The district insists on continuous screening, diagnosing and intervening – all starting in Kindergarten. One of the goals of screening for dyslexia is to identify this variability and begin research-based remediation to rewire the brain as soon as possible. Marysville believes in a greater focus on putting supports in place across intervention Tiers (I, II &  III)  instead of merely attaching kids to IEPs. Their mantra in grades K through 2: There’s nothing we can do with an IEP that we can’t without.

  1. Personalize Interventions

Griffin states, “When it comes to the reading wars Marysville is Switzerland.  Adopting a prescriptive  diagnostic approach allows us to stay student-focused rather than program-focused.”  Through their screening and MTSS process, a student-at-risk for dyslexia is quickly enrolled into Orton-Gillingham based programming.  The more severe the reading deficit, the higher the level of instructional support all starting without having to qualify for an IEP to trigger the supports.  In Marysville, educators believe students shouldn’t have to qualify via IDEA (Individuals with Disabilities Education Act) to gain a personalized education.  “Reading instruction tailored to the individual learner shouldn’t be just a ‘special education thing’,“ Griffin said.

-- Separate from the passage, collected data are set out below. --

PR #816, opened 2026-07-18
harden(transport): CC-exact header tail + br/zstd + fail-loud on unknown encoding (#813)

askalf:
Hardening follow-ups to #815, closing two of the three items I flagged in that PR. All in `src/raw-transport.ts`.

## 1. Exact transport-header tail order

#815 appended `Host` + `Content-Length` at the tail. CC's captured `header_order` ends with **`connection · host · accept-encoding · content-length`**, and dario doesn't set any of those itself (it relied on `fetch` to add them). The transport now synthesizes all four in that exact order with CC-faithful values:

- `Connection: keep-alive`
- `Host: <url host>`
- `Accept-Encoding: gzip, deflate, br, zstd` (CC's advertised set — vs undici's `br, gzip, deflate`)
- `Content-Length: <n>`

Casing matches CC's wire request (mixed-case), not the lowercased `header_order` slugs. Each is skipped if the caller already supplied it.

## 2. br/zstd decode + fail-loud on the rest

Confirmed `createBrotliDecompress` **and** `createZstdDecompress` exist under both Bun and Node, so all four encodings dario advertises (gzip/deflate/br/zstd) actually decode. And the silent-corruption hole is closed: an encoding we *can't* decode now **fails the request** (`unsupported content-encoding: …`) instead of passing the compressed bytes through as if they were the body.

## Tests

`test/raw-transport.mjs` extended — **20/20 green**:
- transport headers appear in CC's exact tail order; `Accept-Encoding` value asserted
- br body decoded + `content-encoding` stripped
- unsupported encoding (`snappy`) → rejects rather than corrupts

## Remaining #815 follow-up (not this PR)

Confirming `Bun.connect == fetch` JA3 on the **Linux prod** platform + a real TLS round-trip before the flag is ever flipped in prod — that's the validation step, tracked separately.

Follow-up to #815; addresses more of finding #2 from #813.

### DIFF
--- a/src/raw-transport.ts
+++ b/src/raw-transport.ts
@@ -135,12 +135,18 @@ export function rawUpstreamFetch(
     ? Buffer.alloc(0)
     : (typeof init.body === 'string' ? Buffer.from(init.body, 'utf8') : Buffer.from(init.body));
 
-  // Serialize headers verbatim (exact order + case). Append the transport
-  // headers CC's own transport adds, if the caller didn't already include them.
+  // Serialize headers verbatim (exact order + case), then append the transport
+  // headers CC's own transport adds — in CC's captured tail order
+  // (Connection · Host · Accept-Encoding · Content-Length, from the template's
+  // header_order) with CC-faithful values — skipping any the caller already
+  // supplied. Casing matches CC's wire request (mixed-case, not the lowercased
+  // header_order slugs).
   const pairs = toPairs(init.headers);
   const present = new Set(pairs.map(([k]) => k.toLowerCase()));
   const tail: Array<[string, string]> = [];
+  if (!present.has('connection')) tail.push(['Connection', 'keep-alive']);
   if (!present.has('host')) tail.push(['Host', u.host]);
+  if (!present.has('accept-encoding')) tail.push(['Accept-Encoding', 'gzip, deflate, br, zstd']);
   if (!present.has('content-length') && !present.has('transfer-encoding')) {
     tail.push(['Content-Length', String(bodyBuf.length)]);
   }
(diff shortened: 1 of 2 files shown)


askalf:
Closing: the raw-transport premise is broken — Bun.connect's TLS ClientHello (203503b7) does not match fetch's (d871d02c, Claude Code's JA3), and no Bun.connect option closes the gap. So the transport regresses the JA3 rather than keeping it. #815 is being reverted (see the revert PR); this hardening rides on the same false premise. Corrected finding on #813.

sprayberry-redline (approved):

**Verdict:** Clean — no blocking issues found. CI is all-green (11/11 checks pass, `test` and `compat` included).

## What I checked
- `src/raw-transport.ts`: the new `Connection`/`Accept-Encoding` tail headers and the `setupDecode(): boolean` refactor that fails the request on an unrecognized `content-encoding` instead of passing compressed bytes through.
- `test/raw-transport.mjs`: new coverage for tail header order, br decode, and the unsupported-encoding rejection path.
- Traced the `setupDecode()` failure branch (`src/raw-transport.ts` new lines in the `feed()` head-parsing block: `if (!setupDecode()) { ... reject(e); destroy(); return; }`) against `onClose`'s `if (!resolved) reject(...)` guard. `resolved` is only ever set `true` in the success path, so a `destroy()`-triggered `onClose` after this rejection will call `reject()` a second time with a different error — but this exactly mirrors the pre-existing `if (!m) { ...; if (!resolved) reject(e); destroy(); return; }` malformed-status-line handler a few lines above, which has the same shape. Since a settled Promise silently ignores a second `reject()`, this isn't an observable bug, and it's an existing pattern the PR didn't introduce, so not flagged as a finding.
- `zstd` gating (`ce === 'zstd' && 'createZstdDecompress' in zlib`) correctly falls through to the unsupported-encoding path on runtimes lacking it, rather than silently mis-handling — consistent with the PR's stated goal of failing loud.
- Test's expected tail order (`['Connection', 'Host', 'Accept-Encoding', 'Content-Length']`) matches the `tail.push(...)` call order in the implementation.

No correctness, security, reuse, or efficiency issues found in the changed lines. Test coverage for the new behavior (tail order, br decode, unsupported-encoding rejection) looks adequate.

## What's good
- The `setupDecode()` return-value refactor cleanly closes the "silent corruption" hole described in the PR body — an unrecognized encoding now rejects instead of streaming ciphertext-looking bytes as if they were plaintext.
- Good inline comments explaining *why* (CC's captured header_order, why identity/'' short-circuits, why bodyComplete is set before the decoder's async end).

  1. Reading is Everyone’s Business

“We’re excited about our recent success but good news on the report card doesn’t mean our work stops.  Getting reading right for every student is not optional and we’ll continue to align our practice to this end.”

Marysville has blurred the lines between instructional tiers (I, II and II) and also between professional titles.  While Marysville reading specialists provide most of the heavy lift when it comes to providing Tier II interventions, so do its classroom teachers, speech-language pathologists (SLPs) and intervention specialists (special education teachers).  Taking a collaborative team approach removes the “turfdom” existing in reading.  In any given school you may see a classroom teacher using the S.P.I.R.E. curriculum (intensive, multisensory reading instruction) or a reading specialist completing their Orton-Gillingham practicum.  Specialized instruction occurs across all Tiers. This “feathering out of services“ and vertical alignment of programming, in turn, allows Intervention Specialists to better streamline their special education caseloads, providing more robust services to students on IEPs with the most severe reading needs. True collaboration and a common vision amongst district administrators exist as well. This building of capacity at all levels across multiple professionals for the student with dyslexia is a defining contributor to student success.  

The work at Marysville isn’t complete, and an “A” across the board on the State Report Card is in their long-range sight. But it’s about so much more than the letter grade. Reading is key to life, health, confidence and success.  It’s a game changer for kids. Marysville  Superintendent Diane Mankins notes “We’re excited about our recent success but good news on the report card doesn’t mean our work stops.  Getting reading right for every student is not optional and we’ll continue to align our practice to this end.”